The int in protocol_send is the buffer size for the const void*. I'm trying to convince myself to switch to using int instead of size_t for sizes everywhere in the kernel. The reasoning being that it would be easier to check for negative values on syscall entry than to check for unsigned overflow eeeeeverywhere. But some part of me is not convinced yet so I keep writing inconsistent code like this..

And yeah I made myself a NetworkOrdered<T> template after forgetting to call ntohs() for the nth time. Stupid network order.
>>
>>70167209
maybe I'm being stupid here, but why does receive need an input buffer?
>>
>>70167289
Nothing stupid about asking questions.

All the protocol_* virtual functions here are overrides from the IPv4Socket superclass. I try to do most of the work in there, and then delegate the protocol-specific bits to TCPSocket, UDPSocket or SomeOtherNotYetImplementedSocket.
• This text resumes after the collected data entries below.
Issue #2962, opened 2019-01-29
Add average item level and average heart level to raid composition page


MartijnHols:
![image](https://user-images.githubusercontent.com/4565223/51935953-6a66be00-2407-11e9-9797-60385a055858.png)

| Item level | Heart level | ...roles |
| --|--|-- |
| 373 | 23 | #2961 |

florianschut:
I'll have a look at this assuming no more changes are needed to #3020 😃

florianschut:
iLvL is already in, I want to try to add HoA level to it this weekend but want to do that simultaneously with moving the calculations to the RaidCompositionDetails.js to keep PlayerLoader.js clean and the details self-contained... I do need to wrap my head around the react stuff as that is what ground me to a halt with this last week... If this is inconvenient regarding the release of next poke either here or on Discord.

Scotsoo:
Done! Added in my latest commits!

MartijnHols:
Thanks!

PR #3130, opened 2019-05-10
[Core] Adding average HOA lvl in RaidCompositionDetails

Scotsoo:
Implements #2962


Scotsoo:
First time using react so any feedback is appreciated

All the buffering happens in IPv4Socket, so when you read from the socket, it take a received packet (a raw IPv4 datagram) from the receive queue and passes it verbatim to TCPSocket::protocol_receive(), which then extracts the TCP payload from the raw packet and copies the relevant bits into the user-provided buffer.)

I'm not sure this is a good design, it just sort of grew into this organically :)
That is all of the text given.